Here is a video of how it sounds when its "thinking"

http://www.youtube.com/watch?v=KktFNc0XkZQ

Is the drive dead or is there anything i can do to revive it?


----------



## pigulici (Mar 30, 2011)

hmm it is broken, rma


----------



## micropage7 (Mar 30, 2011)

it looks gonna died. try to give it little shock by using your finger to it and see how it works. if still not i guess its gone


----------



## Cratzky (Mar 30, 2011)

micropage7 said:


> it looks gonna died. try to give it little shock by using your finger to it and see how it works. if still not i guess its gone



I usually dont use my fingers to shock hardware... only females.... could you be more specific what you mean by shocking the drive with my finger?


----------



## yogurt_21 (Mar 30, 2011)

dude I think it's doing morse for S.O.S. lol yeah broken you need to rma it, hopefully nothign important was on it.


----------



## Bo$$ (Mar 30, 2011)

drive is dead, if you got warranty RMA it!


----------



## overclocking101 (Mar 30, 2011)

if you need the info on the drive you could put it in the freezer for 24hrs then plug it in, it may work but it will only work long enough to migrate the data.


----------



## Cratzky (Mar 30, 2011)

yogurt_21 said:


> dude I think it's doing morse for S.O.S. lol yeah broken you need to rma it, hopefully nothign important was on it.

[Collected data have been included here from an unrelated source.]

PR #740, opened 2025-03-12
Better hygiene around S3 methods in tests

jennybc:
While working on something else, I noticed a flaky test:

```
failures:

---- variables::variable::tests::test_matrix_display stdout ----

thread 'variables::variable::tests::test_matrix_display' panicked at crates/ark/src/variables/variable.rs:2133:13:
assertion `left == right` failed
  left: "aaaaaaaaaaaaaaaaaaaaaaaaaaaaaaaaaaaaaaaaaaaaaaaaaaaaaaaaaaaaaaaaaaaaaaaaaaaaaaaaaaaaaaaaaaaaaaaaaaaa"
 right: "[1 row x 1 column] <foo>"


failures:
    variables::variable::tests::test_matrix_display
```

Discussed with @DavisVaughan who offered some very helpful analysis: this comes from two different tests being run in the same R session ?in parallel or in some random order?. Both have assertions that tickle the `ark_positron_variable_display_value` method for a toy `"foo"` class and they can crosstalk with each other.

Again at @DavisVaughan's suggestion, I am introducing and using a method to unregister an S3 method in ark's method table.

I have very low-tech empirical proof that it's working. Before and after this PR, I ran `cargo test --package ark --lib variables::variable::tests` 10 times. Before, I saw 2 failures (the exact one shown above) and 8 passes. After, I see 10 passes.

### DIFF
--- a/crates/ark/src/modules/positron/methods.R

Hahaha! yeah now when you say that, it actually sounds like its doin some kind of morse code...



Bo$$ said:


> drive is dead, if you got warranty RMA it!

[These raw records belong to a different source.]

PR #745, opened 2025-03-13
Only force ALTREP compact row names (i.e. from duckplyr) if requested

DavisVaughan:
Addresses https://github.com/posit-dev/positron/issues/4158 at the request of @hadley (but not the part about errors during materialization crashing the kernel, that is a much deeper and harder to fix problem that requires us to adjust our assumptions about what a simple `INTEGER_ELT()` call can do - i.e. in an ALTREP world that can run arbitrary code that can error 😢)

Joint PR with https://github.com/tidyverse/duckplyr/pull/661

The problem is that duckplyr uses ALTREP compact row names as the `R_RowNamesSymbol` attribute. Calling `INTEGER_ELT()` or `INTEGER()` on this to get the number of rows will trigger the entire duckdb query to run, something we want to avoid. This is hard though, because that's how we determine the number of rows in the data frame. We've determined that rather than trying to carefully avoid ALTREP compact row names every time we look at the number of rows in a data frame, a better solution is to use @dfalbel's hooks for allowing S3 classes to provide custom Variables Pane implementations - avoiding these troublesome code paths entirely.

Most of the work that was _required_ for this is actually in https://github.com/tidyverse/duckplyr/pull/661. However, in `variable_length()` here on the Ark side we were calling `table_info()` which queried the number of rows (bad) and number of columns even though we only needed the number of columns. I've reworked some things to expose ways to compute _just_ the number of columns or _just_ the number of rows for a data frame. With that in place, https://github.com/tidyverse/duckplyr/pull/661 does the rest of the work.

This won't trigger the duckdb query:
- Creating a duckdb tibble and having it show up in the Variables pane

This will trigger the duckdb query, and we are ok with this, and this is similar to RStudio:
- "Expanding" the tibble in the Variables pane to look at the column values
- Viewing the tibble in the Data Explorer

Here are some videos of me toying around with this:

https://github.com/user-attachments/assets/2a82111b-5561-421e-b259-79c51fcfea11

https://github.com/user-attachments/assets/754a6ab4-8c94-4267-be4c-e46884da63bf

See also, RStudio's `rs_dim()` here:
https://github.com/rstudio/rstudio/blob/7a9ab7afe9ae006e60897596a189a904a716ec4f/src/cpp/session/modules/environment/SessionEnvironment.cpp#L536
https://github.com/rstudio/rstudio/blob/7a9ab7afe9ae006e60897596a189a904a716ec4f/src/cpp/session/modules/SessionEnvironment.R#L560

### DIFF
--- a/crates/ark/src/modules/positron/methods.R
+++ b/crates/ark/src/modules/positron/methods.R
@@ -24,7 +24,7 @@ ark_methods_table$ark_positron_variable_get_children <- new.env(
 )
 lockEnvironment(ark_methods_table, TRUE)
 
-ark_methods_allowed_packages <- c("torch", "reticulate")
+ark_methods_allowed_packages <- c("torch", "reticulate", "duckplyr")
 
 # check if the calling package is allowed to touch the methods table
 check_caller_allowed <- function() {
@@ -77,7 +77,9 @@ check_register_args <- function(generic, class) {
     check_register_args(generic, class)
 
     for (cls in class) {
-        if (exists(cls, envir = ark_methods_table[[generic]], inherits = FALSE)) {
+        if (
+            exists(cls, envir = ark_methods_table[[generic]], inherits = FALSE)
+        ) {
             remove(list = cls, envir = ark_methods_table[[generic]])
         }
     }
--- a/crates/harp/src/matrix.rs
+++ b/crates/harp/src/matrix.rs
@@ -1,0 +1,23 @@
+use libr::*;
+
+use crate::r_dim;
+use crate::r_int_get;
+use crate::r_length;
+use crate::utils::*;
+
+/// Compute the dimensions of a matrix
+pub fn mat_dim(x: SEXP) -> crate::Result<(i32, i32)> {
+    if !r_is_matrix(x) {
+        return Err(crate::anyhow!("`x` must be a matrix"));
+    }
+
+    let dim = r_dim(x);
+
+    if r_typeof(dim) != INTSXP || r_length(dim) != 2 {
+        return Err(crate::anyhow!(
+            "`dim` must be an integer vector of length 2"
+        ));
+    }
+
+    Ok((r_int_get(dim, 0), r_int_get(dim, 1)))
+}
--- a/crates/harp/src/matrix.rs
+++ b/crates/harp/src/matrix.rs
@@ -5,19 +5,30 @@ use crate::r_int_get;
 use crate::r_length;
 use crate::utils::*;
 
-/// Compute the dimensions of a matrix
-pub fn mat_dim(x: SEXP) -> crate::Result<(i32, i32)> {
-    if !r_is_matrix(x) {
-        return Err(crate::anyhow!("`x` must be a matrix"));
+/// Matrix support
+///
+/// # Notes
+///
+/// Currently we only utilize this for the static [Matrix::dim()] method,
+/// but we could actually wrap matrices here (with validation) and provide
+/// additional methods, like [harp::DataFrame].
+pub struct Matrix {}
+
+impl Matrix {
+    /// Compute the dimensions of a matrix
+    pub fn dim(x: SEXP) -> crate::Result<(i32, i32)> {
+        if !r_is_matrix(x) {
+            return Err(crate::anyhow!("`x` must be a matrix"));
+        }
+
+        let dim = r_dim(x);
+
+        if r_typeof(dim) != INTSXP || r_length(dim) != 2 {
+            return Err(crate::anyhow!(
+                "`dim` must be an integer vector of length 2"
+            ));
+        }
+
+        Ok((r_int_get(dim, 0), r_int_get(dim, 1)))
     }
-
-    let dim = r_dim(x);
-
-    if r_typeof(dim) != INTSXP || r_length(dim) != 2 {
-        return Err(crate::anyhow!(
-            "`dim` must be an integer vector of length 2"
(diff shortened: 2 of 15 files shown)


dfalbel:
I didn't look at the code still. I wonder if it would make sense to implement duckdb specifics using the variables pane extension mechanism. For instance by implementing custom `ark_positron_variable_display_value()` for `prudent_duckplyr_df` / `duckplyr_df`. This could potentially even live in duckplyr's codebase.

krlmlr:
Thanks for looking into it.

Calling `head()` on the duck frame (the same way pillar does) won't materialize and will be faster in many cases.

Why is it hard to handle ALTREP failures? Does this change mean that the kernel won't crash for a stingy duck frame unless the user clicks a button? Could this be worked around with calling `head()` ?

hadley:
@krlmlr why does an ALTREP access generate an error? That seems weird to be since you'd normally expect (e.g.) `INTEGER(x)` to always work.

krlmlr:
This may happen for any number of reasons, including out-of-memory conditions. The "prudence" feature tries to avoid these OOM conditions and makes the errors more visible.

Can you think of an alternative?

crates/ark/src/modules/positron/methods.R
```diff
@@ -24,7 +24,7 @@ ark_methods_table$ark_positron_variable_get_children <- new.env(
 )
 lockEnvironment(ark_methods_table, TRUE)
 
-ark_methods_allowed_packages <- c("torch", "reticulate")
+ark_methods_allowed_packages <- c("torch", "reticulate", "duckplyr")
```
krlmlr, line 27: I wonder if we also want to bless duckdb, this is where the problematic objects ultimately come from.

```suggestion
ark_methods_allowed_packages <- c("torch", "reticulate", "duckplyr", "duckdb")
```

DavisVaughan: But duckplyr owns `duckplyr_df` and that's what we'd register methods for.

Its still WIP but duckplyr would gain a `positron.R` file that looks somewhat like this

(see also https://github.com/mlverse/torch/blob/ca61df853546f6e2248f5de718d0f9d9c7163a8c/R/positron.R#L1)

```r
ARK_REGISTER_FUNCTION <- ".ark.register_method"

positron_is_enabled_to_register <- function() {
  exists(ARK_REGISTER_FUNCTION, mode = "function")
}

register_ark_method <- function(generic, class, method) {
  register_call <- call(
    ARK_REGISTER_FUNCTION,
    quote(generic),
    quote(class),
    quote(method)
  )
  eval(register_call, envir = environment())
}

register_positron_methods <- function() {
  if (!positron_is_enabled_to_register()) {
    return()
  }

  tryCatch(
    register_positron_methods_impl(),
    error = function(err) {
      cli::cli_warn("Failed to register Positron methods.", parent = err)
    }
  )
}

register_positron_methods_impl <- function() {
  register_ark_method(
    "ark_positron_variable_display_value",
    "duckplyr_df",
    function(x, ...) {
      duckplyr_df_variable_display_value(x)
    }
  )

  register_ark_method(
    "ark_positron_variable_display_type",
    "duckplyr_df",
    function(x, ...) {
      duckplyr_df_variable_display_type(x)
    }
  )
}

duckplyr_df_variable_display_value <- function(x) {
  n_col <- df_n_col(x)

  if (n_col == 1L) {
    col_word <- "column"
  } else {
    col_word <- "columns"
  }

  sprintf("[? rows x %s %s]", n_col, col_word)
}

duckplyr_df_variable_display_type <- function(x) {
  "duckplyr_df"
}
```

and in your onLoad:

```r
.onLoad <- function(lib, pkg) {
  run_on_load()
  register_positron_methods()
}
```

These methods are registered with Ark when duckplyr is loaded, and Ark uses them when communicating with Positron about `duckplyr_df` objects to avoid the code paths where we are otherwise forced to try and compute the number of rows.

crates/harp/src/matrix.rs
```diff
@@ -0,0 +1,23 @@
+use libr::*;
+
+use crate::r_dim;
+use crate::r_int_get;
+use crate::r_length;
+use crate::utils::*;
+
+/// Compute the dimensions of a matrix
+pub fn mat_dim(x: SEXP) -> crate::Result<(i32, i32)> {
```
lionel-, line 9: Might be worth making this `Matrix::dim()` for consistency

crates/harp/src/utils.rs
```diff
@@ -393,6 +393,28 @@ pub unsafe fn r_envir_remove(symbol: &str, envir: SEXP) {
...
+}
+
+/// Get the names attribute of an object
+///
+/// Raw access to the [R_NamesSymbol] attribute. Will return [R_NilValue] when no names
+/// are present.
+pub fn r_names(x: SEXP) -> SEXP {
+    unsafe { Rf_getAttrib(x, R_NamesSymbol) }
+}
+
```
lionel-, line 417: I'm a bit worried about returning `SEXP` here. `getAttrib()` may allocate so I think we should be returning `RObject` to avoid creating a footgun. And then this suggests this should be part of a safe class, e.g. `RObject`, so we'd have `RObject::get_names()` and `RObject::get_row_names()`. The `get` prefix would distinguish from e.g. `RObject::names()` which performs a conversion to a Rust object.

Probably worth implementing around `RObject::get_attribute()`.

lionel- (approved):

I got the drive free so i dont have warranty 



overclocking101 said:


> if you need the info on the drive you could put it in the freezer for 24hrs then plug it in, it may work but it will only work long enough to migrate the data.



Alright, im gonna try this as i am desperate to try get this drive working somehow


----------



## Bo$$ (Mar 30, 2011)

is there essential data on it? or are you merely sad of it's loss


----------



## DRDNA (Mar 30, 2011)

Yeah man thats the clicks of death from a dead or dieing harddrive... You might have some luck with the freezer thing but it will 4 sure not last very long at all and probably wont work but wont hurt to try.


----------



## Cratzky (Mar 30, 2011)

Bo$$ said:


> is there essential data on it? or are you merely sad of it's loss



No the drive is empty actually, but i just desperatly need more storage space on my computer and im a cheap bastard 



DRDNA said:


> Yeah man thats the clicks of death from a dead or dieing harddrive... You might have some luck with the freezer thing but it will 4 sure not last very long at all and probably wont work but wont hurt to try.

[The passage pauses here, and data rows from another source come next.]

PR #81, opened 2018-06-01
Addition of missing and utility unit & item natives.

crojewsk:
Following extension methods have been defined:

- public function unit.dropItemPoint(item itm, real x, real y) returns boolean
- public function unit.dropItemSlot(item itm, int slot) returns boolean
- public function unit.dropItemTarget(item itm, widget target) returns boolean
- public function unit.useItem(item itm) returns boolean
- public function unit.useItemPoint(item itm, real x, real y) returns boolean
- public function unit.useItemTarget(item itm, widget target) returns boolean

- public function item.isAlive() returns boolean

I was suspecting... Im gonna try the freezer, and ill report back laters


----------



## 95Viper (Mar 31, 2011)

Cratzky said:


> I got the drive free so i dont have warranty



In case you haven't tried... even if your drive was free - try your Serial number in the WD warranty checker.
You never know, it may have warranty left.
GP drives have a 3 year warranty, even if you don't have a receipt; they will use the date on the drive. In your case May 8, 2008, so it should be covered until May 8 or so, 2011.

Won't hurt to try.


----------



## Cratzky (Mar 31, 2011)

95Viper said:


> In case you haven't tried... even if your drive was free - try your Serial number in the WD warranty checker.
> You never know, it may have warranty left.
> GP drives have a 3 year warranty, even if you don't have a receipt; they will use the date on the drive. In your case May 8, 2008, so it should be covered until May 8 or so, 2011.
> 
> Won't hurt to try.



I tried , apperantly WD does not replace hardrives that has been removed from an external plastic enclosure, for example in this case: western digital mybook...
Strange in my opinion to have such a policy


----------



## micropage7 (Mar 31, 2011)

Cratzky said:


> I usually dont use my fingers to shock hardware... only females.... could you be more specific what you mean by shocking the drive with my finger?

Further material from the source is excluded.